Content starts
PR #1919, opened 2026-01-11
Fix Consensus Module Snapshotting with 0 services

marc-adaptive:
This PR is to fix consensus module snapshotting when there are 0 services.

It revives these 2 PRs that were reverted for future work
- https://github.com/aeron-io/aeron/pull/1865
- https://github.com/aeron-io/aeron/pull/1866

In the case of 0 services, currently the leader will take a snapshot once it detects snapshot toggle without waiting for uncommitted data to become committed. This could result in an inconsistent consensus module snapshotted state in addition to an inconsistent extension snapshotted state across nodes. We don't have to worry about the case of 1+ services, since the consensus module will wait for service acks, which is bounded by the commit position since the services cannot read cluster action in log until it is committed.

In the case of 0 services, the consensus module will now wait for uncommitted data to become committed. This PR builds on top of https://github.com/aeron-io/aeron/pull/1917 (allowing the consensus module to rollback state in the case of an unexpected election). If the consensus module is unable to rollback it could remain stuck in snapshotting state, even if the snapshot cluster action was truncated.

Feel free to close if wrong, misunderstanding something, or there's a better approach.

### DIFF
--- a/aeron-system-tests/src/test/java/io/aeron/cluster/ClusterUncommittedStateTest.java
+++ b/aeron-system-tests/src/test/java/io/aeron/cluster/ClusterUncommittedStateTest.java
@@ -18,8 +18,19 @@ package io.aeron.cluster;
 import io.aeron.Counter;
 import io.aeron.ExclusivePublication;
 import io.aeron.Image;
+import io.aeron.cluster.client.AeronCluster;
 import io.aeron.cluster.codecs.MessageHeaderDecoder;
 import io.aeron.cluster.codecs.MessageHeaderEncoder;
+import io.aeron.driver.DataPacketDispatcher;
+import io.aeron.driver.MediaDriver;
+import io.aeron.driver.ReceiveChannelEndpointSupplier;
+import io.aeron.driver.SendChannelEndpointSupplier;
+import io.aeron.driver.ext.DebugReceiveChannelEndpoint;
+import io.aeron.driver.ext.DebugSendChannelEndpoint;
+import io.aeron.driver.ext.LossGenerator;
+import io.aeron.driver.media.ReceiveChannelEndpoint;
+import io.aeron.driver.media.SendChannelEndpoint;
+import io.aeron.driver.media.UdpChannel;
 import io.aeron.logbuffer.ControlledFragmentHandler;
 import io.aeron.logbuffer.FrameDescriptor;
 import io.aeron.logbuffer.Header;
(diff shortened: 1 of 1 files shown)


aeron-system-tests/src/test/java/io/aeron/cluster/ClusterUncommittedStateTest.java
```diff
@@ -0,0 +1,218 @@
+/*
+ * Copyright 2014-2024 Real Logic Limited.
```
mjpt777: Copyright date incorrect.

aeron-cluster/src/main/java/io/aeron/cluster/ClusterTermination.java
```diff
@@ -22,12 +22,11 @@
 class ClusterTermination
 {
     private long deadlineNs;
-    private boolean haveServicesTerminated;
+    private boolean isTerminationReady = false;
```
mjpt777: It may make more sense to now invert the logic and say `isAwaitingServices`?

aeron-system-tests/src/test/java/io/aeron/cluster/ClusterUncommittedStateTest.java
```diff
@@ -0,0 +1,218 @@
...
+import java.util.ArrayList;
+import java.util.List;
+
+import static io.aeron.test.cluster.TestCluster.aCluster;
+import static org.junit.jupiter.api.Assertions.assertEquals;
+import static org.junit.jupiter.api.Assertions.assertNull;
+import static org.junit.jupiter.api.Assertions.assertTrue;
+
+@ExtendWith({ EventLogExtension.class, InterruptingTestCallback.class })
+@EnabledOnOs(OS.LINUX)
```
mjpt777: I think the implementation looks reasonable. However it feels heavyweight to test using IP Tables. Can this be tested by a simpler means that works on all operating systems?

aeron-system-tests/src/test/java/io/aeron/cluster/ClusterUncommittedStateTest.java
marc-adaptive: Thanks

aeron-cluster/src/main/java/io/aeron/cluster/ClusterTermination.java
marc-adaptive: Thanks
Content ends
__YOUR GOAL__
The answer must consist of each line in the entries above that includes "pull".

__SOLUTION__
- https://github.com/aeron-io/aeron/pull/1865
- https://github.com/aeron-io/aeron/pull/1866
In the case of 0 services, the consensus module will now wait for uncommitted data to become committed. This PR builds on top of https://github.com/aeron-io/aeron/pull/1917 (allowing the consensus module to rollback state in the case of an unexpected election). If the consensus module is unable to rollback it could remain stuck in snapshotting state, even if the snapshot cluster action was truncated.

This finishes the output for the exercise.